[TASK ITEM]: Copy every line of the listing that holds the string "Sendable".

[RECORDS FOR THIS TASK]:
* * * * * * *

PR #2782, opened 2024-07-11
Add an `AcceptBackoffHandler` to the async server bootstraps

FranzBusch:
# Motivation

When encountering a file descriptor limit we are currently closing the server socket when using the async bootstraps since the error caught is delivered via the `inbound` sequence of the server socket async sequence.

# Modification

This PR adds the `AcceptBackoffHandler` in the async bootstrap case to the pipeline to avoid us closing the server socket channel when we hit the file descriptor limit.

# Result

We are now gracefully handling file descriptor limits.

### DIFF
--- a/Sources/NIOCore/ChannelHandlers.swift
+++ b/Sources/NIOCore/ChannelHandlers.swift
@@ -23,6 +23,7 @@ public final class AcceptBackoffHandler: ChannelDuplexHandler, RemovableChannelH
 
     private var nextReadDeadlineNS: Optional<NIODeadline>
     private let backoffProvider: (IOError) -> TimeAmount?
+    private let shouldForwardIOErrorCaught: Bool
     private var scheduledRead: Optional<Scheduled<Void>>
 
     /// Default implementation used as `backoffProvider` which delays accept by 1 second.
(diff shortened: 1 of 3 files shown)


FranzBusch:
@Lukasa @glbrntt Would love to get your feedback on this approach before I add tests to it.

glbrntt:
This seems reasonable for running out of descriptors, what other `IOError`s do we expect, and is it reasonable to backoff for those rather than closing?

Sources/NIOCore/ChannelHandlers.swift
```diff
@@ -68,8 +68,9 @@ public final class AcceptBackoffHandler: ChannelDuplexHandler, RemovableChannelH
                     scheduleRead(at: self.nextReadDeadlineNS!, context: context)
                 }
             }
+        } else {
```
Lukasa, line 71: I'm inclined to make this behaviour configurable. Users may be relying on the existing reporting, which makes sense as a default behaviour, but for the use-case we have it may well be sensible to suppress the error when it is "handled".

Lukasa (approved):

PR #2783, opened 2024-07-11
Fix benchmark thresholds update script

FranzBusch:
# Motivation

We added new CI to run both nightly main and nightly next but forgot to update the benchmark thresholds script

* * * * * * *

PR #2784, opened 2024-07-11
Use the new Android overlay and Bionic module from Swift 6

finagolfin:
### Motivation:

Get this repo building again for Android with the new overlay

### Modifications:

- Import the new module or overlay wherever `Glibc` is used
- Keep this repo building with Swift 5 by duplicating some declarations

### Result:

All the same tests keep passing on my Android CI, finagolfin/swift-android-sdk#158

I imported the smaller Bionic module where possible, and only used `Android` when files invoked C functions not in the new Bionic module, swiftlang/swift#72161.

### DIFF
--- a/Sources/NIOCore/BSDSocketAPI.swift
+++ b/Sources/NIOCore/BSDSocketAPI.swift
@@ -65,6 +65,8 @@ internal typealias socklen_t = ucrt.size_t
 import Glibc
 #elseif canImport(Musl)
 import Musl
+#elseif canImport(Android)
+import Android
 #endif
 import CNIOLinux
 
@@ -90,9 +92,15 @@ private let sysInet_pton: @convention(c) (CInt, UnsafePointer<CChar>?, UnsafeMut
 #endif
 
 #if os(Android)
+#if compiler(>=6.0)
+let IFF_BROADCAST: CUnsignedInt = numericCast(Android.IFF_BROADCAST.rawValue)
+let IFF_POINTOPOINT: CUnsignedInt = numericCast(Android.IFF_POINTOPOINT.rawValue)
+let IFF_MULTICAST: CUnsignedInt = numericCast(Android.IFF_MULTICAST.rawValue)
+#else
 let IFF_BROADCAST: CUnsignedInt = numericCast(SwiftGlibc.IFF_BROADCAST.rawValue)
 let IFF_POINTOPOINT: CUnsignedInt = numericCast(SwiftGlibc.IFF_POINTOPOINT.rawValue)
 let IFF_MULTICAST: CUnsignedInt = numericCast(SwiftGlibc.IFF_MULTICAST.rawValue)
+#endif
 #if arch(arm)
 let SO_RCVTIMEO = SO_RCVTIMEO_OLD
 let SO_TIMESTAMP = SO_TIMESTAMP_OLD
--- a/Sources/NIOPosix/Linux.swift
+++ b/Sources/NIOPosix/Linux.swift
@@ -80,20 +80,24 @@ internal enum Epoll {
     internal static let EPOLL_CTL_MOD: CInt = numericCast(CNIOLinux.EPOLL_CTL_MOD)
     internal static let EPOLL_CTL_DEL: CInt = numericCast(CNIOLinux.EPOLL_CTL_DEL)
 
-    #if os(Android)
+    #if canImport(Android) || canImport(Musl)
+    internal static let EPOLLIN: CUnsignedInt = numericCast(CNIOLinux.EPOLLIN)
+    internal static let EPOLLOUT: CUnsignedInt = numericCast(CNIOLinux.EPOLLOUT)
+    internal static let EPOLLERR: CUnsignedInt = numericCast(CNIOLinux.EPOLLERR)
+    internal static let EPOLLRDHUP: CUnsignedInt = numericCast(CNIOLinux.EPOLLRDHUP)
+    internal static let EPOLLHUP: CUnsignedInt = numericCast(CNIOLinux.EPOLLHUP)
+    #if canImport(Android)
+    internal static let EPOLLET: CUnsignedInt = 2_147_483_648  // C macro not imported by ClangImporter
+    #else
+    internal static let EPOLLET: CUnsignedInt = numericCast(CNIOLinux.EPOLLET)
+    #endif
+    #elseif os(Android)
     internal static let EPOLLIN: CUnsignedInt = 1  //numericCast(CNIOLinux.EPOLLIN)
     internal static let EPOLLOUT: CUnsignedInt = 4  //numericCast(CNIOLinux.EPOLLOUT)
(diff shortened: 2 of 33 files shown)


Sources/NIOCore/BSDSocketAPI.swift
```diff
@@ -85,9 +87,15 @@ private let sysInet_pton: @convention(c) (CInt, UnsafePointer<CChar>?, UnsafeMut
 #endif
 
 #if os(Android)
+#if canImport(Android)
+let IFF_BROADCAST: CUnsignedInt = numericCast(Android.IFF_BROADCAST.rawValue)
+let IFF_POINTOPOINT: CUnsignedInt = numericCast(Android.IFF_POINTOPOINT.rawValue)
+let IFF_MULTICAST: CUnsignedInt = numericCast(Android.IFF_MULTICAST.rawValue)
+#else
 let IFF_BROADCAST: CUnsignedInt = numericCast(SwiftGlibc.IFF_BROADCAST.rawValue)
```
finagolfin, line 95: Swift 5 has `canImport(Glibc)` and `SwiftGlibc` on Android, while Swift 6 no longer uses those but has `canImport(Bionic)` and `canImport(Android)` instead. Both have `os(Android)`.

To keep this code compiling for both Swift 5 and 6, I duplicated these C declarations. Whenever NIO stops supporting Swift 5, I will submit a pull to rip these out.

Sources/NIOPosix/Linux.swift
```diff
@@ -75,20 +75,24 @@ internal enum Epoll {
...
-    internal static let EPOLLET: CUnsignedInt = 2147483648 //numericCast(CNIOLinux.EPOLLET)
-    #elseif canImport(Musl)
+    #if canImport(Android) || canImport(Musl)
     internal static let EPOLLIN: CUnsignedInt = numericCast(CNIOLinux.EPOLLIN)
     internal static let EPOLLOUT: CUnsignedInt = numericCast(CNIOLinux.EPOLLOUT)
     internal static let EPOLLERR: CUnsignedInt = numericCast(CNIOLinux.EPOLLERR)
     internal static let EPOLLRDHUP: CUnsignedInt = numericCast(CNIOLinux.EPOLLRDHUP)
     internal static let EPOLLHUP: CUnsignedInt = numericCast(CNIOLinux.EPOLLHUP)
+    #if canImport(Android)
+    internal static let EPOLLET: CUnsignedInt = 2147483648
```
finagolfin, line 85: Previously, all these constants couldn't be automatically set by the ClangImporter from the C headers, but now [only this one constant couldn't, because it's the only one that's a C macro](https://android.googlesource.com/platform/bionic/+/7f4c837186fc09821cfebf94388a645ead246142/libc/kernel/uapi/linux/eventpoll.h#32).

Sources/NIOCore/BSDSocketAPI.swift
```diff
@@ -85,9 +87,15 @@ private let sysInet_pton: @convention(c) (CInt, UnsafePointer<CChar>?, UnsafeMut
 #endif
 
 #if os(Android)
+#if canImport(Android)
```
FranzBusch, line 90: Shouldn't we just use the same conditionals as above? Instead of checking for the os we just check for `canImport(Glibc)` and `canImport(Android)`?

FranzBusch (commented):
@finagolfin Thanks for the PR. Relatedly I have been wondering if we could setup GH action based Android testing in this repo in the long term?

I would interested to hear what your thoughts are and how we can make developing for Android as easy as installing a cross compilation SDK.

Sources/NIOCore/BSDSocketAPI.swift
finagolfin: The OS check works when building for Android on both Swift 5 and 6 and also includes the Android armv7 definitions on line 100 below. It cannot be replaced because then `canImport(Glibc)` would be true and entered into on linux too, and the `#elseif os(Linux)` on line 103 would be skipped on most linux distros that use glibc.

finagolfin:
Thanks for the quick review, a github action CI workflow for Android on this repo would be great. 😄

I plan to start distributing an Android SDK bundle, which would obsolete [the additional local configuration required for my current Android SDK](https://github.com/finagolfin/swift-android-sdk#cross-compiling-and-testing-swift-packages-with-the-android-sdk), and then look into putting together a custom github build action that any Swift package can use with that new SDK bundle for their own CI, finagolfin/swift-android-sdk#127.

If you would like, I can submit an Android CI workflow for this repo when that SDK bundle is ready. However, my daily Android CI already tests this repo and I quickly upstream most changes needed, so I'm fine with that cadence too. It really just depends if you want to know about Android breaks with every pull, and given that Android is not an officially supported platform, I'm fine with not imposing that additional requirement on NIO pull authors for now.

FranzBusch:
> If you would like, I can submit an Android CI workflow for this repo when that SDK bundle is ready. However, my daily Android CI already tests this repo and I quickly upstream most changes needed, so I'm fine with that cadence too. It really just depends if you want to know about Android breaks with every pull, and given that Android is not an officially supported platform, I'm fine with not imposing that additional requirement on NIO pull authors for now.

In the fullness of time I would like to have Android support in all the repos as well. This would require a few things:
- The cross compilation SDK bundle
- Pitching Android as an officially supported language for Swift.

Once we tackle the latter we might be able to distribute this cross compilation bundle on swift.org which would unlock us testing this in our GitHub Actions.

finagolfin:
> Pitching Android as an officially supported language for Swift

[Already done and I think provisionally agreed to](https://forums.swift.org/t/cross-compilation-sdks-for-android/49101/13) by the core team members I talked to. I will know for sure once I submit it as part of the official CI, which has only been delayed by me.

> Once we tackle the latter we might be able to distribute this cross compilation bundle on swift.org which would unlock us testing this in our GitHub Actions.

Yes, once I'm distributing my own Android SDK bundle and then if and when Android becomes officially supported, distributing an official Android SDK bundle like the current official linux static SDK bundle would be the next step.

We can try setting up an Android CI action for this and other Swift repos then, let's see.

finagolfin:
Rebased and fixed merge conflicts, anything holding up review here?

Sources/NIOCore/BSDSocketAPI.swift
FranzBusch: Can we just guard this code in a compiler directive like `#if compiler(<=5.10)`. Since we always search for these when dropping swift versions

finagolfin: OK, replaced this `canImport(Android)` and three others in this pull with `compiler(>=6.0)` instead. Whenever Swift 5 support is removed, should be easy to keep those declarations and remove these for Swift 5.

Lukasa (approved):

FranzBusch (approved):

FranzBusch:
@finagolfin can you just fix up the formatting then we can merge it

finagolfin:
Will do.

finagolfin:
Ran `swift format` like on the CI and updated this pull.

* * * * * * *

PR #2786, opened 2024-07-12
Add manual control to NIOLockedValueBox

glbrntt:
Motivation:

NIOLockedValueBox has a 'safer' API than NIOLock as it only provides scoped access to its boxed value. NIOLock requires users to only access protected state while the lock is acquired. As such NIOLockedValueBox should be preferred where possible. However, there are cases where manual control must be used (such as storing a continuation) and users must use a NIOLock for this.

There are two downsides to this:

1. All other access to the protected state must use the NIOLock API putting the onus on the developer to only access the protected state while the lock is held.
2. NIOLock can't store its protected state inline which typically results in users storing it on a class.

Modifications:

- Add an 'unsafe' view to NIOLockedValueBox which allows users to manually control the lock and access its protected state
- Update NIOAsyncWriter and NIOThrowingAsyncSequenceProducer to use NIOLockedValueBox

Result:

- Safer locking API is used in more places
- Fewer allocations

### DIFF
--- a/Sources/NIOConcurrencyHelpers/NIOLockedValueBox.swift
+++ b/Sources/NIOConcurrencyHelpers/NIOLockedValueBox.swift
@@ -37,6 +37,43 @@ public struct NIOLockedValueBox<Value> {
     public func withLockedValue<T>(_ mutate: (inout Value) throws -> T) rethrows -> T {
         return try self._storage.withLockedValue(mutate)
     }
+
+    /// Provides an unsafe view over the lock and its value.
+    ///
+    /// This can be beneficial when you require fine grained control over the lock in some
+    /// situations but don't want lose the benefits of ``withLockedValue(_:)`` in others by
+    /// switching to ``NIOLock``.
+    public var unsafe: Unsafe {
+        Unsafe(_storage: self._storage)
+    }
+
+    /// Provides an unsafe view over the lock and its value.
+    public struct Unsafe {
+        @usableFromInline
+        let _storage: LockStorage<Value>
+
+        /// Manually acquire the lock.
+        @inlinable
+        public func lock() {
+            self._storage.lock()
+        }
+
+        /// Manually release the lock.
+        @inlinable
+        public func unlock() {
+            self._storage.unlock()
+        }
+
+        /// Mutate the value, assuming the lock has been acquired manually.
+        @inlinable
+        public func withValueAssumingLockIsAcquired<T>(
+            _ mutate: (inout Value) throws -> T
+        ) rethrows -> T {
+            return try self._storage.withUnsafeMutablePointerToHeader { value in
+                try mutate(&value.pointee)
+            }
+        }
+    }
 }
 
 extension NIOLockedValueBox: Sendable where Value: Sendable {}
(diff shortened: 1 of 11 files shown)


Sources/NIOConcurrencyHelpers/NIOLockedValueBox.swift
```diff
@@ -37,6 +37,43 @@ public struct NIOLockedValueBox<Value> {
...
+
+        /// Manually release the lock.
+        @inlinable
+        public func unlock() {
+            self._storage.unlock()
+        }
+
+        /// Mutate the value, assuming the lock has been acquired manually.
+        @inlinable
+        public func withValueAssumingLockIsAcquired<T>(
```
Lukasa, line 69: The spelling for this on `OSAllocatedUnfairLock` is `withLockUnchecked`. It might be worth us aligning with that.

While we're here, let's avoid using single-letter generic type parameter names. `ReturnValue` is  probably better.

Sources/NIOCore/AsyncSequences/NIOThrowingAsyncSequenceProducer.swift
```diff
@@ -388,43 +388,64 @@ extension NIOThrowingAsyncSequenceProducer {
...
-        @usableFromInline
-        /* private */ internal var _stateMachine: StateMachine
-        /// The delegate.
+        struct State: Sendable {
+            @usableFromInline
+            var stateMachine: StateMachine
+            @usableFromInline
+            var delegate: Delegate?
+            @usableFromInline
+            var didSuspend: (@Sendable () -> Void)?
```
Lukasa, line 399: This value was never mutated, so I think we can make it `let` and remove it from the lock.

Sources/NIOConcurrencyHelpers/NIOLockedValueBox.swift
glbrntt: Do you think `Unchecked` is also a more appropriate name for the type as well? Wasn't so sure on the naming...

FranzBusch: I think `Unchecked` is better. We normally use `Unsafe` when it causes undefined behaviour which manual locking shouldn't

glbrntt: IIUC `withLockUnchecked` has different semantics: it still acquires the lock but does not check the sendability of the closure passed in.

* * * * * * *

[REPLY TO THE EXERCISE]:
 extension NIOLockedValueBox: Sendable where Value: Sendable {}
+        struct State: Sendable {
+            var didSuspend: (@Sendable () -> Void)?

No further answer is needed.